• [EXTRACTED RECORDS]
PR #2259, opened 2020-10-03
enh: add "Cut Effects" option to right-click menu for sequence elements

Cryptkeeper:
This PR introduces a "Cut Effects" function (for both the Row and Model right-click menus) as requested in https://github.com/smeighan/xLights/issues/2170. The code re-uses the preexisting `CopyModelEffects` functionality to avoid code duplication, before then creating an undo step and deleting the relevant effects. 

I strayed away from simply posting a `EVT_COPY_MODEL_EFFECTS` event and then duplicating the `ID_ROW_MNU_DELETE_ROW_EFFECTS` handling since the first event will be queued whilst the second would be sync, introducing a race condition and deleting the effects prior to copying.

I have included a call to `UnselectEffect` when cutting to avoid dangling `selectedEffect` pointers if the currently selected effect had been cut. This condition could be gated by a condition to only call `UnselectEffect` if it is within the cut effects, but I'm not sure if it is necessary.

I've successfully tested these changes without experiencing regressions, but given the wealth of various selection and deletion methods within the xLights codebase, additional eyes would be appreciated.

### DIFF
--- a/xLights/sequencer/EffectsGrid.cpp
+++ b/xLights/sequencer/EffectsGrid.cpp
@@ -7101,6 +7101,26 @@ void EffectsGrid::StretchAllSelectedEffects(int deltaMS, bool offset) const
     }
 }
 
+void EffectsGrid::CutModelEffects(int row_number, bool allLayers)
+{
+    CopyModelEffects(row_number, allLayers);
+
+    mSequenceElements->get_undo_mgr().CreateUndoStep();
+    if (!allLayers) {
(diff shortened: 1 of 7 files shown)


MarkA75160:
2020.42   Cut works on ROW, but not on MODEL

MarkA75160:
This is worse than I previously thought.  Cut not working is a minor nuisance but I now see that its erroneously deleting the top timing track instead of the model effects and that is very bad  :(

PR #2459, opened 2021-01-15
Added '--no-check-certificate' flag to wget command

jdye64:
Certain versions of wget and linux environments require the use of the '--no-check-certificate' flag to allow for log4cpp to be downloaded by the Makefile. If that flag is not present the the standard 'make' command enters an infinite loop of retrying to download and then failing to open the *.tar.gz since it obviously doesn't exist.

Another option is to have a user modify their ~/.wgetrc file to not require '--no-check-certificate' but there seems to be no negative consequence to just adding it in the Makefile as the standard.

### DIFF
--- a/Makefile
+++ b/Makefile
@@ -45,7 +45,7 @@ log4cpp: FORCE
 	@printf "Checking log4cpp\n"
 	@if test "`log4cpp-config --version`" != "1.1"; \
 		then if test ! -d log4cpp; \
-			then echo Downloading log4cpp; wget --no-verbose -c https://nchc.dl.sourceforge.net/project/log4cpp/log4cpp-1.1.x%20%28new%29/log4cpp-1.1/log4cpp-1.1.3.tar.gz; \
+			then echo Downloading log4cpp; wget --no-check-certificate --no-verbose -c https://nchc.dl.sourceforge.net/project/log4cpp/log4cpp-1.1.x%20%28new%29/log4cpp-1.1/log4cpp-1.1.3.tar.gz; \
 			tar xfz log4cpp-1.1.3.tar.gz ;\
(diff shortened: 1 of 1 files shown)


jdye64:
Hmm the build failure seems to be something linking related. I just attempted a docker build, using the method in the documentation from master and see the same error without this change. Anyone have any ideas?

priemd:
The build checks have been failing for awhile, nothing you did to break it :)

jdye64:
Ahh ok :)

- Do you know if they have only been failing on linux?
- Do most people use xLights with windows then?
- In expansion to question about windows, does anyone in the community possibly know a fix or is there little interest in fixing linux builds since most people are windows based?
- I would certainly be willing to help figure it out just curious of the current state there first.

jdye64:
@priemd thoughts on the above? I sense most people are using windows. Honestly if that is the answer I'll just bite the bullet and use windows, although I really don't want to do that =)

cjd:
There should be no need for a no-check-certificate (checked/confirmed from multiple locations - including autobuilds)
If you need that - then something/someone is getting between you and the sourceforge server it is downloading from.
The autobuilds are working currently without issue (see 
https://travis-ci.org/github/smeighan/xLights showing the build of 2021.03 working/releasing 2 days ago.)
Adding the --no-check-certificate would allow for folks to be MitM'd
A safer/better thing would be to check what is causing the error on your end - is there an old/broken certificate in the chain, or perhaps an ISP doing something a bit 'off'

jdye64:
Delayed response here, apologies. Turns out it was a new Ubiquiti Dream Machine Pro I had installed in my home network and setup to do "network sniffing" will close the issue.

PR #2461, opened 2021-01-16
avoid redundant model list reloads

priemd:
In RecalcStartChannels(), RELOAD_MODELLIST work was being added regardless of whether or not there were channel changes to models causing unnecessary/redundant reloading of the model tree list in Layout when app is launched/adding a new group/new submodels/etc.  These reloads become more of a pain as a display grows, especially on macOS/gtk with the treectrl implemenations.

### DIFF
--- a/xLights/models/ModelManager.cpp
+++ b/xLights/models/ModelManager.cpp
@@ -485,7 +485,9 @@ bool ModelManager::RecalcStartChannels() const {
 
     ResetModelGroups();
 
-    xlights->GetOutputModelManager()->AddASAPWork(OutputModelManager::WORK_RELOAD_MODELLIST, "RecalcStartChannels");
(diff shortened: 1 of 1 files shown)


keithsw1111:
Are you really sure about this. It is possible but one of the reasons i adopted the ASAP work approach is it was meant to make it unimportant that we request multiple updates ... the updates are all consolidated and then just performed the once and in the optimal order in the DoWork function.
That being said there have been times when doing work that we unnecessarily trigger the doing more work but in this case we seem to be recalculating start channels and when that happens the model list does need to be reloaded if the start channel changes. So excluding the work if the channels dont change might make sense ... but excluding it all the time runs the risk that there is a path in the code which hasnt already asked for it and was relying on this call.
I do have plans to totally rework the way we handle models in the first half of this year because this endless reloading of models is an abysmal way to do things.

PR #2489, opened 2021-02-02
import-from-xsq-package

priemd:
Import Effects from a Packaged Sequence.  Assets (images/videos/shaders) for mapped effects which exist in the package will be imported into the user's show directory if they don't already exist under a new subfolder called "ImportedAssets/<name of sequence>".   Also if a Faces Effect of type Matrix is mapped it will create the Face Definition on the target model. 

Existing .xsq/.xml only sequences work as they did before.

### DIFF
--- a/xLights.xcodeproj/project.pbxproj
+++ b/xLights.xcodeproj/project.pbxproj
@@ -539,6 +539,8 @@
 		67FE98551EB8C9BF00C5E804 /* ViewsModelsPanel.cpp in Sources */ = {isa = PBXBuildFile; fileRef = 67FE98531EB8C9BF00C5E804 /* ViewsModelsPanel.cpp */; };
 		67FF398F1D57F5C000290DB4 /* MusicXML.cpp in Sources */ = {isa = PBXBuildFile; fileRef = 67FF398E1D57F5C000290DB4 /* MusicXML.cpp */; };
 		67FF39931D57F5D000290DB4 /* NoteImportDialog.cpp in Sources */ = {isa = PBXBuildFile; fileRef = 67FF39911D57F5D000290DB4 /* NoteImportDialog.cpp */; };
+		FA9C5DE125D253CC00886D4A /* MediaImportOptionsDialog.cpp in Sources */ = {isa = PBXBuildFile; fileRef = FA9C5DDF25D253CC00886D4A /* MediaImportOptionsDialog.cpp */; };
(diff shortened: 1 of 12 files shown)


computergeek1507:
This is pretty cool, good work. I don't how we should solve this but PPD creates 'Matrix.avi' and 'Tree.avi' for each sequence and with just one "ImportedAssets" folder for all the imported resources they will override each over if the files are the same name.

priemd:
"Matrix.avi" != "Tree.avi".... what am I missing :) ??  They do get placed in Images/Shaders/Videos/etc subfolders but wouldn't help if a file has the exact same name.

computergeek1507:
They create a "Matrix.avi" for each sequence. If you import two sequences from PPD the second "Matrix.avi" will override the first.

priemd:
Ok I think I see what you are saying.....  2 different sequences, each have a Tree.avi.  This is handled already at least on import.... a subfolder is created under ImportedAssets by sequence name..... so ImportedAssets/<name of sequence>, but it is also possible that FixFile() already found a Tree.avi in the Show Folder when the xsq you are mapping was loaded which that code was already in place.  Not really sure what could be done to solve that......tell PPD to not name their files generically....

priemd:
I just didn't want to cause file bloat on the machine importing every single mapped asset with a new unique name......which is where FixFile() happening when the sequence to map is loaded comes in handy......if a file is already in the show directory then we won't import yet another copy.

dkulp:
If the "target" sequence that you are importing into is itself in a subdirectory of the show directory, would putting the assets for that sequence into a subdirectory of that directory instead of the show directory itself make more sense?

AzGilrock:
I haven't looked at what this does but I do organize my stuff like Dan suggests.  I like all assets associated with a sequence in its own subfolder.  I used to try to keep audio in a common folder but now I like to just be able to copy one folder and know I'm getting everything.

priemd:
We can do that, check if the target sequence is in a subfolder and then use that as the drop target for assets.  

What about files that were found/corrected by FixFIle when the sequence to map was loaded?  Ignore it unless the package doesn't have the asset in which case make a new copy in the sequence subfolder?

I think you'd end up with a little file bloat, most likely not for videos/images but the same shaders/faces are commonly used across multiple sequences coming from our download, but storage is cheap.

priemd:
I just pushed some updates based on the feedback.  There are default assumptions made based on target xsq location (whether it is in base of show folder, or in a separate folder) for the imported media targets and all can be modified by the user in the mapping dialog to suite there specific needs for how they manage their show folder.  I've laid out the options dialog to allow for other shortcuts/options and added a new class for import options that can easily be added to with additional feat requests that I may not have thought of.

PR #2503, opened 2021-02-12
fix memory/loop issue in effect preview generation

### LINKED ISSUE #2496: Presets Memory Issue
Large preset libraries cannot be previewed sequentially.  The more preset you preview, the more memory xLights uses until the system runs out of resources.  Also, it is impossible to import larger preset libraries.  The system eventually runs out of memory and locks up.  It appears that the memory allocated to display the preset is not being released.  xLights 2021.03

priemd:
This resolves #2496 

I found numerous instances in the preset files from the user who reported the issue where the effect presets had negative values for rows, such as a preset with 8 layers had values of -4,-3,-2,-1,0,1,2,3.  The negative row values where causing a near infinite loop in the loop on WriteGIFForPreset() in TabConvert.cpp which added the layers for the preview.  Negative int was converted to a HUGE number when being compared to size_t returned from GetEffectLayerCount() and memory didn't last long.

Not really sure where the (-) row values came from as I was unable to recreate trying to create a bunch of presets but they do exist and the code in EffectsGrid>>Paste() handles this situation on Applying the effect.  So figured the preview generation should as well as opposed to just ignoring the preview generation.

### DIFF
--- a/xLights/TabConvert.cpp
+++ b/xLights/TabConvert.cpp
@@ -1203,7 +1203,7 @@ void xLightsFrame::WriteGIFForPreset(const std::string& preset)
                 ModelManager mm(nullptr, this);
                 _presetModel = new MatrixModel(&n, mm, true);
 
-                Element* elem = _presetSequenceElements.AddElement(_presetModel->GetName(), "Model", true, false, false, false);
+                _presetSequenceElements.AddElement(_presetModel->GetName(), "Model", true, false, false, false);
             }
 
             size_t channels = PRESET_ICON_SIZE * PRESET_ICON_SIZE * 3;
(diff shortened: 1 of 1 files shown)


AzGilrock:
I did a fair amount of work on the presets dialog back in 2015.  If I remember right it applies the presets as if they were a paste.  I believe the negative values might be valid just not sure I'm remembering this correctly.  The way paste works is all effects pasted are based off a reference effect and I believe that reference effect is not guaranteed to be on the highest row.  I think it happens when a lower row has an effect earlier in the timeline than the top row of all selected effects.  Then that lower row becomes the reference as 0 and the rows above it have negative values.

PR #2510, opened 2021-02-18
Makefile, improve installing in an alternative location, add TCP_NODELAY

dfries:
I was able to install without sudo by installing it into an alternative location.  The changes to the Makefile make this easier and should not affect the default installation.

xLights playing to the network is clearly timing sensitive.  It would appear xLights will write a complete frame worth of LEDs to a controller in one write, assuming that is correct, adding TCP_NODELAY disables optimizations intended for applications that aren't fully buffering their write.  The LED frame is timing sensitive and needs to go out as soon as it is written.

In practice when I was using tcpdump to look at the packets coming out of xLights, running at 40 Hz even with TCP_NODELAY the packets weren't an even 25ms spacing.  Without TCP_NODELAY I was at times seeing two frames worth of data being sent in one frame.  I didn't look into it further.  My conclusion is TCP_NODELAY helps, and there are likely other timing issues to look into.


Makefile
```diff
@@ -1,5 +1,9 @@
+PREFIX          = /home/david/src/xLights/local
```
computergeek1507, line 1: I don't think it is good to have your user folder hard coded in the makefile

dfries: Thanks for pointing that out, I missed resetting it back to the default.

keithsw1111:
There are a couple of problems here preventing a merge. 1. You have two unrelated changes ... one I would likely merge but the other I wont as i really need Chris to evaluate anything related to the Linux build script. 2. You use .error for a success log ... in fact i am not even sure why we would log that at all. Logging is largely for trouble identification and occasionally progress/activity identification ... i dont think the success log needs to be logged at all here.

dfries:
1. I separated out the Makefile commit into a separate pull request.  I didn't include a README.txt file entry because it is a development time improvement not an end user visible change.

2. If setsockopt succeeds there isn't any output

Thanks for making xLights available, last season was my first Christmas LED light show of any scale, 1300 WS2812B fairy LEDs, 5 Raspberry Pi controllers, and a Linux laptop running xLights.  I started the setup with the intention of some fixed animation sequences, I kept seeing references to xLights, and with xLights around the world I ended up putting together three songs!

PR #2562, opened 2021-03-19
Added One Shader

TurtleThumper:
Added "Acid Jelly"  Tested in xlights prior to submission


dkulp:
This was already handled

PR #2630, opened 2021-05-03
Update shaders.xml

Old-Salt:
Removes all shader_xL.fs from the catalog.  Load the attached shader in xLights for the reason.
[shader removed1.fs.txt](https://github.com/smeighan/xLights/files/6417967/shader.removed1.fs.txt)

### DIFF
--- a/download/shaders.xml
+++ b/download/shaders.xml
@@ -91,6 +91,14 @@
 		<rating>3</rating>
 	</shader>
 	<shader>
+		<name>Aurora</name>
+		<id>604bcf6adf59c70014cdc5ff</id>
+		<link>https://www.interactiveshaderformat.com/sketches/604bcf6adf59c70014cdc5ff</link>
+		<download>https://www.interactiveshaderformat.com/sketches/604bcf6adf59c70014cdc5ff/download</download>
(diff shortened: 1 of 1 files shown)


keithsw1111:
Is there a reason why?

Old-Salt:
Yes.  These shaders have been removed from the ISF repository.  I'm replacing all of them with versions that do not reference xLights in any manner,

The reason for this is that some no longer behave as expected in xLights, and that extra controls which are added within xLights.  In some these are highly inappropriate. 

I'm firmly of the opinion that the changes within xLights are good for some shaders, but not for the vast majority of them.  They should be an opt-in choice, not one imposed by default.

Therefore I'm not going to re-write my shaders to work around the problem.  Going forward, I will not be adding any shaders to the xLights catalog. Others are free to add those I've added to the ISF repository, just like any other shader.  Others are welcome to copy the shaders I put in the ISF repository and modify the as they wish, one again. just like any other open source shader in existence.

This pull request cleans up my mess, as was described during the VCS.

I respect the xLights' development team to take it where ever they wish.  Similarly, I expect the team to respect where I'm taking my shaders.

• [WORK REQUIRED]
Which lines of the material contain the string "good"? List each of them.

• [ANSWER TO THIS EXERCISE]
This is pretty cool, good work. I don't how we should solve this but PPD creates 'Matrix.avi' and 'Tree.avi' for each sequence and with just one "ImportedAssets" folder for all the imported resources they will override each over if the files are the same name.
computergeek1507, line 1: I don't think it is good to have your user folder hard coded in the makefile
I'm firmly of the opinion that the changes within xLights are good for some shaders, but not for the vast majority of them.  They should be an opt-in choice, not one imposed by default.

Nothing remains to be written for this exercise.